After more than one year of the rising streak, the crypto winters are back. Last time we saw a bear market in crypto was from Jan'18 to Dec'20, when the value of crypto coins was on a falling spree.

Starting in 2021, with the adoption of crypto by many institutions like Tesla, retail investors also jumped in, kicking off a bull market. Consequently, many well-funded crypto startups came up, and also the share prices for the listed crypto players like Coinbase skyrocketed.

What's happening now?

The market value of the world’s 500 biggest crypto tokens dropped from $3.2 trillion in Nov'21 to less than $1 trillion last week.

Meanwhile, major crypto exchanges such as Coinbase and Gemini announced hiring freezes and layoffs in early June. Share prices of listed crypto players such as Coinbase have fallen 86% from their 52-week highs.

Why the winters?

  • As the recession looms, interest rates are rising and living costs are biting. We see the impact on the stock markets too, with global markets down by 20% and Indian markets by 10% since this year's record high

  • As a result, even the investors are less free with their money, and therefore have relatively less amount at our disposal to save and invest

  • Naturally, for most of us, investment in something as unpredictable and unregulated as cryptocurrency feels like a risk too great in these times

Our take

If winters continue for long, not many cryptocurrencies and crypto players might survive it. To invest in the space, besides keeping in mind the known unknown of the regulatory nod, one needs to do detailed due diligence. For selecting the right cryptocurrency, track the purpose of the coin, its technology, and how strong the community is.

For investing in crypto startups or listed crypto players, analysing the business model might help. Generally, the ones with more focus on institutions as clients might fare the difficult times better than the ones who are retail-centric.

Rescuing Netflix.png

Last week, Netflix announced the sequel season for its hit show, Squid Game. In 2021, about 142 million households watched it, making Squid Game the most-viewed new show in Netflix history. The Korean drama lured the local content preferring Asian subscribers, who until then were mostly served the Hollywood content.

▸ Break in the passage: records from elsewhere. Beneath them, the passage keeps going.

PR #1437, opened 2017-10-09
add selectors

KarmaHater:
REFACTOR:

+ I add the reselect libaray (https://github.com/reactjs/reselect).
+ Refactored components that are using Redux reducers to use selectors.

Cheers!

### DIFF
--- a/app/assets/javascripts/components/activity/activity_table.jsx
+++ b/app/assets/javascripts/components/activity/activity_table.jsx
@@ -5,6 +5,7 @@ import _ from 'lodash';
 import moment from 'moment';
 
 import * as UIActions from '../../actions';
+import { selectUIOpenKey } from "../../selectors";
 import ActivityTableRow from './activity_table_row.jsx';
 import Loading from '../common/loading.jsx';
 
@@ -152,7 +153,7 @@ const ActivityTable = React.createClass({
 });
 
 const mapStateToProps = state => ({
-  openKey: state.ui.openKey
+  openKey: selectUIOpenKey(state)
 });
 
 const mapDispatchToProps = dispatch => ({
--- a/app/assets/javascripts/components/articles/article_list.jsx
+++ b/app/assets/javascripts/components/articles/article_list.jsx
@@ -4,6 +4,7 @@ import { connect } from 'react-redux';
 
 import * as UIActions from '../../actions';
 import * as ArticleActions from '../../actions/article_actions';
+import { selectUIOpenKey, selectArticleDetails } from "../../selectors";
 
 import Editable from '../high_order/editable.jsx';
 import List from '../common/list.jsx';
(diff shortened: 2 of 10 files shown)


ragesoss:
@KarmaHater it looks like this doesn't use reselect at all... I guess because none of the selectors do any data transformation?

KarmaHater:
@ragesoss Silly me I forgot to add the package.json. I will push that up soon.

KarmaHater:
I was thinking maybe it is a good time to consider using a library like immutable? I can also do this refactor over the weekend of the old reducers. 

https://facebook.github.io/immutable-js/

KarmaHater:
@ragesoss I thought about this a little more. I don't think we should add `reselect` to the package.json. However, I do think we should keep to this selector pattern because it keeps your store and util functions slimmer.  Consider the following scenario.... 

`You need to calculate the price per serving from properties on a product object and display it to the dom on the PDP page.`

You don't need to do this calculation and save it to your store and putting it in your component will bulk it up. You could make a utils function. However, I think writing functions that directly deal with your current state should be separate from utils.

This is when you can create the following selector...

```js
const selectPricePerServing = (state, id) => {
  const product =  state.products.find(id === product.id);
  return  product.price /product.meals / product.size
}
```

We could also make this better and combine selectors in the following way. 

```js

const selectProduct = (state, id) => 
   state.products.find(id === product.id);

const selectPricePerServing = (state, id) => {
  const product =  selectProduct(state, id);
  return  product.price /product.meals / product.size;
}
```

You would then use it the following way..

```js

const mapStateToProps = (state, param) => ({
  propuct: selectProduct(state, id),
  pricePerServing: selectPricePerServing(state, id)
})
```

Much cleaner right? 

This is another reason why I think this pattern is extremely useful. If you are still not convinced let me know and I will think of other scenarios.

ragesoss:
Thanks for the explanation! This makes sense for the kinds of selects you note here, but all the ones you've refactored here are trivial selectors where it seems like the redirection doesn't seem to gain us anything.

Is there any benefit to using this pattern in cases where all you're doing is something like `state.ui.openKey`? (I could see the being relevant for the User Courses refactor you're doing in another PR, where we do that `_.reject`operation for undocumented reasons; giving that selection a name and its own file makes sense to me for that.)

KarmaHater:
@ragesoss I see your point. I suppose adding it here makes it consistent everywhere. Also, coming in as a new developer I do not need to go look at the Reducer for the data structure. I know that the property I need will always be `selectPropertyName.` In my option, this would speed up development. I do not need to remember any structure like `state.ui.key.blah.blah.blah` or go back to the reducer. In this case, it is really pretty simple so hard to proves its true value but consistent is always good. I find it super helpful. Should I close this PR?

ragesoss:
I think this is worth revisiting later, once we have some more complex cases that would make use of the selector pattern; at that point, for consistency we'd also want to do it for the trivial selectors. Until then, though, I'd rather not add the extra indirection, which just adds another thing you have to wrap your head around to work with the app's data flow.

Now, the launch of Squid Game 2 comes at a time when Netflix is reeling under subscriber loss. It reported a net loss of 200,000 subscribers globally, the first time ever since 2011. The bad news was it expects to lose another 2 million subscribers this quarter.

Rough times

Netflix lost 640,000 subscribers in the U.S. and Canada, 350,000 subscribers in Latin America, and 300,000 subscribers in Europe, the Middle East, and Africa (EMEA). The pioneer of TV on demand reported growth in only one region: Asia-Pacific, where paying subscribers grew by 1.1 million.

Hence the region could turn into a growth engine for the OTT platform if local series like Squid Game is focused more on.

How did the Squid game help Netflix last year?

  • The show boosted Netflix's market value by $19 billion within a month of its launch, way ahead of its streaming peers in the said time period

  • Netflix added 4.4 million subscribers in the quarter when the show was released, exceeding projections of 3.7 million

  • For Netflix, the entire season of Squid Game cost $21 million to produce – and the investment is now estimated to be worth $900 million

Our take

While local drama content like Squid game is a prime part of Netflix's strategy to tap into Asian markets, the platform also came up with series in more languages or launched more pocket-friendly mobile versions.

Asian markets will be different from others such as the US markets since pocket shares might be lower but the potential number of subscribers could be higher. It will be interesting to watch how Netflix gets it right here!